# elk in velvet



## cdbright (Aug 24, 2016)

do you guys think this will be a good chance for elk still in velvet since it is a late drop year?


----------



## Groganite (Nov 14, 2012)

only one way to find out, scout scout scout!!


----------



## 3arabians (Dec 9, 2014)

Is it a late drop? I didn't think there was such a thing. I know some bulls shed later than others but I think it's considered common for bulls to shed between February and April. But I'm no expert on this. Curious if this year was considered a late drop for some reason.


----------



## stimmie78 (Dec 8, 2007)

I was just reading something the other day saying deer drop by now, but elk can hold on until mid-May.. So it's not late yet..


----------



## DallanC (Jan 13, 2009)

delete


----------



## DallanC (Jan 13, 2009)

delete


----------



## DallanC (Jan 13, 2009)

delete


----------



## J_marx22 (Sep 14, 2015)

DallanC said:


> WTH? Deer dropping babies in April? Are you guys nuts?
> 
> Gestation for mule deer is right around 200 days. June/July is the main peak of birthing. I watch a semi-tame doe drop her babies next to our house every year, its always around the first week of July. Some might drop early to mid June, others later in July... all depends if they get bred on their first cycle mid-Nov or later on in mid-Dec.
> 
> -DallanC


They weren't talking about fawns they were talking about sheds from what I understand. With it being a late antler drop I guess the theory here would be that the deer and elk will have less time to get rid of their velvet before the hunts start.


----------



## DallanC (Jan 13, 2009)

J_marx22 said:


> They weren't talking about fawns they were talking about sheds from what I understand. With it being a late antler drop I guess the theory here would be that the deer and elk will have less time to get rid of their velvet before the hunts start.

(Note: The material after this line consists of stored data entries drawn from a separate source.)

PR #117, opened 2020-02-24
Changed ORM mapping driver from YAML to XML

Skyld:
- Changed ORM mapping driver from YAML to XML
- Fixed some deprecation errors related to functional tests (KernelBrowser usage)
- Cleaned up database fixture traits


tests/Functional/Action/HealthCheck/HealthCheckActionTest.php
```diff
@@ -22,14 +22,14 @@
 
 namespace App\Tests\Functional\Action\HealthCheck;
 
-use App\Tests\Traits\DatabaseTrait;
+use App\Tests\Traits\DatabaseTestingTrait;
```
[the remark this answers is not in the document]
Skyld: No, it was not used, nice catch :)

config/doctrine/Assignment.orm.xml
```diff
@@ -0,0 +1,29 @@
+<?xml version="1.0" encoding="utf-8"?>
+<doctrine-mapping xmlns="http://doctrine-project.org/schemas/orm/doctrine-mapping"
+                  xmlns:xsi="http://www.w3.org/2001/XMLSchema-instance"
+                  xsi:schemaLocation="http://doctrine-project.org/schemas/orm/doctrine-mapping https://www.doctrine-project.org/schemas/orm/doctrine-mapping.xsd">
+    <entity repository-class="App\Repository\AssignmentRepository" name="App\Entity\Assignment" table="assignments">
+        <id name="id" type="integer" column="id">
+            <generator strategy="AUTO"/>
```
uncleempty: Shouldn't the strategy be set to `SEQUENCE` or it was left as `AUTO` for "cross-vendor" stuff?

config/doctrine/Assignment.orm.xml
```diff
@@ -0,0 +1,29 @@
...
+            <sequence-generator sequence-name="assignments_id_seq" allocation-size="1" initial-value="1"/>
+        </id>
+        <field name="state" type="string" column="state" length="255" precision="0" scale="0" nullable="false"/>
+        <field name="updatedAt" type="datetime" column="updated_at" nullable="true"/>
+        <many-to-one field="user" target-entity="App\Entity\User" inversed-by="assignments" fetch="LAZY">
```
uncleempty: Just a side question:
since we still have one user per assignment should the strategy really be left as `LAZY`?

tests/Functional/Action/Lti/UpdateLtiOutcomeActionTest.php
```diff
@@ -28,27 +28,36 @@
 use App\Repository\InfrastructureRepository;
 use App\Security\OAuth\OAuthContext;
 use App\Security\OAuth\OAuthSigner;
-use App\Tests\Traits\DatabaseFixturesTrait;
+use App\Tests\Traits\DatabaseTestingTrait;
+use Symfony\Bundle\FrameworkBundle\KernelBrowser;
```
uncleempty: Why should we have it here, only for line 40? Or am I missing smth?

tests/Functional/Action/Security/LoginActionTest.php
```diff
@@ -22,20 +22,32 @@
 
 namespace App\Tests\Functional\Action\Security;
 
-use App\Tests\Traits\DatabaseFixturesTrait;
+use App\Tests\Traits\DatabaseTestingTrait;
+use Symfony\Bundle\FrameworkBundle\KernelBrowser;
```
uncleempty: Same here, it looks like unneeded use statement

tests/Integration/Security/Provider/UserProviderTest.php
```diff
@@ -25,7 +25,7 @@
 use App\Entity\User;
 use App\Repository\UserRepository;
```
uncleempty: Same here: is it needed?

config/doctrine/Assignment.orm.xml
Skyld: It must be set to AUTO, because of cross vendor functionality yes, plus in test environment we use SQLite, which does not have sequences.

config/doctrine/Assignment.orm.xml
Skyld: It's not true that we have only one. For example if you use the lambda assignment manager, you can have any number of assignments per user.

tests/Functional/Action/Lti/UpdateLtiOutcomeActionTest.php
Skyld: Sorry I don't get the question

tests/Functional/Action/Security/LoginActionTest.php
Skyld: Why it in unneded?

Ah my bad. I was talking to someone earlier today about fawns "dropping" and misinterpreted the entire thread, my bad.

-DallanC


----------



## mtnrunner260 (Feb 15, 2010)

I don't think there will be any higher likelihood of a velvet bull this year than ones past. 
If people are talking about fawns being dropped they may mean fawns being aborted due to the poor body condition of the doe.


----------



## Tall Tines (Apr 16, 2017)

cdbright said:


> do you guys think this will be a good chance for elk still in velvet since it is a late drop year?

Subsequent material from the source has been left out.